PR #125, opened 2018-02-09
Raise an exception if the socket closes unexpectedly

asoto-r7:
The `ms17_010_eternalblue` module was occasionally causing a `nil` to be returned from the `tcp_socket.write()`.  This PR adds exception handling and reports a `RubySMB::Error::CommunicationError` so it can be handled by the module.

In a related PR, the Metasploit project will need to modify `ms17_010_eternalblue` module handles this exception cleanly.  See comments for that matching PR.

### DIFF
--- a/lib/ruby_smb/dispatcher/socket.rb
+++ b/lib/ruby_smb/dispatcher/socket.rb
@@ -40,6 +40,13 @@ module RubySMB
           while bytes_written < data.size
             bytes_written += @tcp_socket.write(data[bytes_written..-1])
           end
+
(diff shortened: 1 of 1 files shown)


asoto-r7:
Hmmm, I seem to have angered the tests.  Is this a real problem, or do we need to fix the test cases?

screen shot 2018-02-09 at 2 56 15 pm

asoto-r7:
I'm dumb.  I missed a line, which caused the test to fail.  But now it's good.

▬▬▬▬▬▬

## [Directions for this task]
From the first line of the listing above through the line that contains "(diff shortened: 1 of 1 files shown)", retype every line exactly, and write nothing else.

## [Your response]
PR #125, opened 2018-02-09
Raise an exception if the socket closes unexpectedly

asoto-r7:
The `ms17_010_eternalblue` module was occasionally causing a `nil` to be returned from the `tcp_socket.write()`.  This PR adds exception handling and reports a `RubySMB::Error::CommunicationError` so it can be handled by the module.

In a related PR, the Metasploit project will need to modify `ms17_010_eternalblue` module handles this exception cleanly.  See comments for that matching PR.

### DIFF
--- a/lib/ruby_smb/dispatcher/socket.rb
+++ b/lib/ruby_smb/dispatcher/socket.rb
@@ -40,6 +40,13 @@ module RubySMB
           while bytes_written < data.size
             bytes_written += @tcp_socket.write(data[bytes_written..-1])
           end
+
(diff shortened: 1 of 1 files shown)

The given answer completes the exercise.